## Your instructions
Scan the records that follow, and whenever a line has the word "argument", copy it.

## Collected data entries
--*--

PR #1778, opened 2022-05-29
Support `projectile-replace` to select file extension on C-u

taquangtrung:
Hi,

I created this PR to enable users to select file name pattern and extension when performing `projectile-replace` with `C-u`.

This is to prevent `projectile-replace` from searching on very large files of a project (my Emacs hangs when projectile search on a 1MB Javascript library file, while I only wanted to search and replace on Rust code).

Currently, the file extension filtering is supported only by `ag` (using the option `-G <file-ext-pattern>`). 

I don't use `rg`, hence I haven't been able to add the corresponding option for it (and also for `ack` and `grep`).

Can you take a look and advise if this PR can be merged?

Thank you!

-----------------

- ~~[ ] You've added tests (if possible) to cover your change(s)~~
- [x]  The new code is not generating bytecode or `M-x checkdoc` warnings

Thanks!

### DIFF
--- a/projectile.el
+++ b/projectile.el
@@ -4468,8 +4468,8 @@ files in the project."
 (defun projectile-replace (&optional arg)
   "Replace literal string in project using non-regexp `tags-query-replace'.
 
-With a prefix argument ARG prompts you for a directory on which
-to run the replacement."
+With a prefix argument ARG prompts you for a directory and file name patterns
+on which to run the replacement."
   (interactive "P")
   (let* ((directory (if arg
                         (file-name-as-directory
--- a/projectile.el
+++ b/projectile.el
@@ -4410,11 +4410,12 @@ to run the replacement."
                          (read-directory-name "Replace in directory: "))
                       (projectile-acquire-root)))
          (file-ext (if arg
-                        (if (fboundp #'helm-grep-get-file-extensions)
-                            (car (helm-grep-get-file-extensions (list directory)))
-                          (read-string
-                           (format "Replace in files with extension: ")))
-                      nil))
+                       (if (fboundp #'helm-grep-get-file-extensions)
+                           (car (helm-grep-get-file-extensions (list directory)))
+                         (read-string
+                          (projectile-prepend-project-name
+                           "Replace in files with extension: ")))
+                     nil))
          (old-text (read-string
                     (projectile-prepend-project-name "Replace: ")
                     (projectile-symbol-or-selection-at-point)))
--- a/projectile.el
+++ b/projectile.el
@@ -4358,7 +4358,7 @@ Returns a list of expanded filenames."
     ;; -I: no binary files
     (grep . "grep -rHlI %s .")))
 
-(defun projectile--rg-construct-command (file-ext search-term)
+(defun projectile--rg-construct-command (search-term &optional file-ext)
   "Construct Rg option to search files by the extension FILE-EXT."
   (if (stringp file-ext)
       (concat (cdr (assoc 'rg projectile-files-with-string-commands))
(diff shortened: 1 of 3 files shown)


bbatsov:
I like the idea in general, but I think it's a very bad idea to implement something just for one search tool, as it's confusing for the end users if something is available with `ag`, but not with other tools. Do the other tools rely only on shell globbing for filtering?

taquangtrung:
@bbatsov: Thanks for the suggestion! I agree on that point.

I added the support for file extension filtering for all searchers now.

I also tested all of them manually in my Linux machine, and they all work well.

projectile.el
```diff
@@ -4348,17 +4348,77 @@ Returns a list of expanded filenames."
...
+    (ack . "ack --literal --nocolor -l ")
     (git . "git grep -HlI ")
     ;; -r: recursive
     ;; -H: show filename for each match
     ;; -l: show only file names with matches
     ;; -I: no binary files
     (grep . "grep -rHlI %s .")))
 
-(defun projectile-files-with-string (string directory)
+(defun projectile--rg-construct-command (file-ext search-term)
```
bbatsov, line 4361: I think the params should be the other way around and `file-ext` should be optional in all of them (`&optional`).

projectile.el
```diff
@@ -4398,13 +4454,20 @@ to run the replacement."
                         (file-name-as-directory
                          (read-directory-name "Replace in directory: "))
                       (projectile-acquire-root)))
+         (file-ext (if arg
```
bbatsov, line 4457: Perhaps instead of reusing the other arg you want to use double prefix arg or something like this here? At any rate you'll also have to update the command doc, otherwise that would seem weird.

bbatsov:
The changes look reasonable to me, but you'll also have to mention them somewhere in the online docs, otherwise it's unlikely people will find this behavior. 

And the tests seem to be failing now, so this has to be fixed.

projectile.el
taquangtrung: Thanks! I updated the new code.

projectile.el
taquangtrung: I think that using the double prefix arg is generally not natural: the user needs to pause to think about whether to use `C-u` or `C-u C-u`.

Instead, I revise the code to print a more suggestive message saying that if the users just need to enter an empty string to select all file extensions:

```
(file-ext (if arg
                       (if (fboundp #'helm-grep-get-file-extensions)
                           (car (helm-grep-get-file-extensions (list directory)))
                         (read-string
                          (projectile-prepend-project-name
                           "With file extension (empty string means all files): ")))
                     nil))
```

How do you think about that?

taquangtrung:
> The changes look reasonable to me, but you'll also have to mention them somewhere in the online docs, otherwise it's unlikely people will find this behavior.
> 
> And the tests seem to be failing now, so this has to be fixed.

Sorry, it was my mistake in the previous commit that I accidentally commented out a line of code, which lead to the failed tests.

Can you run the GitHub action again?

I also updated the CHANGELOG file. Where can I update the online documentation?

bbatsov:
> I also updated the CHANGELOG file. Where can I update the online documentation?

It's generated from the .adoc files in the `docs` folder.

bbatsov:
Ping :)

taquangtrung:
@bbatsov: sorry for the long delay! I just updated the documentation.

bbatsov:
@taquangtrung It seems the reference to `helm-grep-get-file-extensions` is breaking the CI. You might have to declare it or something like this.

taquangtrung:
Thanks! I just updated it.

bbatsov:
Thanks!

--*--

## Result of the task
-With a prefix argument ARG prompts you for a directory on which
+With a prefix argument ARG prompts you for a directory and file name patterns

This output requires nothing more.